# First timer



## joleen0313 (Mar 6, 2013)

I'm waiting for my eggs to come. I have had my home made incubator set up for about a week and a half. 
It's a still air incubator. The temp as been between 100 and 104. Never dipping below. The humidity has been a bit harder to regulate. I started with 2 sponges and now have two small bowls. 
Any advise would be greatly appreciated.


----------



## WeeLittleChicken (Aug 31, 2012)

Don't let it get to 104... at 102 eggs begin to literally cook.... Most people hatch between 99-100 degrees, if it dips below that for a short period of time you can usually be OK, above it, not so much...


----------



## Apyl (Jun 20, 2012)

The temp should be 99.5 degrees no higher than 101. Humidity needs to be around 50%, preferably at or a little higher. Do you have a humidity gauge?


----------



## joleen0313 (Mar 6, 2013)

I do have a humidity gauge.
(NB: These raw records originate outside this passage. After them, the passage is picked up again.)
Issue #348, opened 2018-04-11
No bindings for clients that use the new javascript fetch API


shyam-habarakada:
I noticed that we don't have any bindings that refresh profiler results when the page is using the `fetch` API https://developer.mozilla.org/en-US/docs/Web/API/Fetch_API

Does anyone have an update for this in the works? If not I can try to get a PR going.

SamSaffron:
interesting, yeah I would like to have that added, can you make a PR

shyam-habarakada:
## design discussion

I was looking into this more — the current pattern with other libraries like jQuery and XHR appears to be to patch or hook into available extension points so that inspecting and grabbing the `X-MiniProfiler-Ids` from headers and passing that through to the `fetchResults` method.

Unfortunately the fetch API doesn't seem to have hooks that we can incorporate into and the promise based design of it makes patching it not a very attractive option. Strictly technically speaking it seems feasible to patch `fetch` and wrap the promises it returns so that we can intercept and capture the headers. Another option is to expose a method in this library that _any_ javascript could invoke to just pass in `X-MiniProfiler-Ids`. In our use of fetch for instance, we can then add something into the promise chain to do exactly that. Less intrusive but won't work by default.

Thoughts/feedback?

shyam-habarakada:
@SamSaffron PR linked above. Thanks

gregmolnar:
This one can be closed since it is fixed in #351

PR #351, opened 2018-05-19
Add support for the new javascript fetch API

shyam-habarakada:
## Proposed solution for #348. 

Add support for the new `fetch` API so we capture the `x-miniprofiler-ids` from the fetch response headers. Fetch is promise based, so we wrap it when mini profiler is enabled and setup the promise chain to first inspect it for profiling purposes and then pass on the response (or errors) to the original promise chain.

I've tested this and confirmed it works in a react app we have that is using the fetch API the mini profiler (the fact that the app is react is inconsequential to how this works).

### DIFF
--- a/lib/html/includes.js
+++ b/lib/html/includes.js
@@ -603,20 +603,20 @@ var MiniProfiler = (function () {
               __originalFetch(input,init).then(function(response) {
                 // look for x-mini-profile-ids
                 for (var pair of response.headers.entries()) {
-                  if(pair[0] == 'X-MiniProfiler-Ids') {
+                  if(pair[0] && (pair[0].toLowerCase() == 'x-miniprofiler-ids')) {
                   var ids = JSON.parse(pair[1]);
                     fetchResults(ids);
                   }
                 }
-                resolve(response);  
+                resolve(response);
               }).catch(function(error) {
                 reject(error);
-              });	
+              });
             });
           }
           window.fetch.__patchedByMiniProfiler = true;
         }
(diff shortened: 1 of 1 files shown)


lib/html/includes.js
```diff
@@ -592,6 +592,31 @@ var MiniProfiler = (function () {
           };
         }
 
+        // https://developer.mozilla.org/en-US/docs/Web/API/Fetch_API
+        if(typeof(window.fetch) === 'function' && window.fetch.__patchedByMiniProfiler === undefined) {
+          var __originalFetch = window.fetch;
+
+          console.warn('alert: patching window.fetch for profiling');
```
SamSaffron: not sure about the logging though. plus some may not even have console.warn

maybe we just have an option for patching fetch if you select that then fetch is patched?

shyam-habarakada: Sure, I will exclude the warning.

Is there already a mechanism for conditionally excluding certain `included` integrations? 

My thinking was, if you are using fetch and you are using rack-mini-profiler, you want the integration. If you aren't using fetch and/or the browser does not support fetch—i.e. `window.fetch` is undefined, there is no issue.

What do you think @SamSaffron ?

shyam-habarakada:
@SamSaffron I addressed your comments. Could you have another look?

SamSaffron:
OK, lets try this out next release, last thing to add is a note in the README about what patching rack-mini-profiler does (and when), can you do a PR for that?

I'm finding that the humidity has a lot to do with the weather outside. We put two small bowls of water and two wet sponges. Pretty good there. We've found that we can pour water into the bottom to spike the humidity during "lock down". 
I'm very anxious for my eggs to come. I've already lost sleep over just having the incubator set up, never mind when the eggs come!!!


----------



## Apyl (Jun 20, 2012)

joleen0313 said:


> I do have a humidity gauge. I'm finding that the humidity has a lot to do with the weather outside. We put two small bowls of water and two wet sponges. Pretty good there. We've found that we can pour water into the bottom to spike the humidity during "lock down".
> I'm very anxious for my eggs to come. I've already lost sleep over just having the incubator set up, never mind when the eggs come!!!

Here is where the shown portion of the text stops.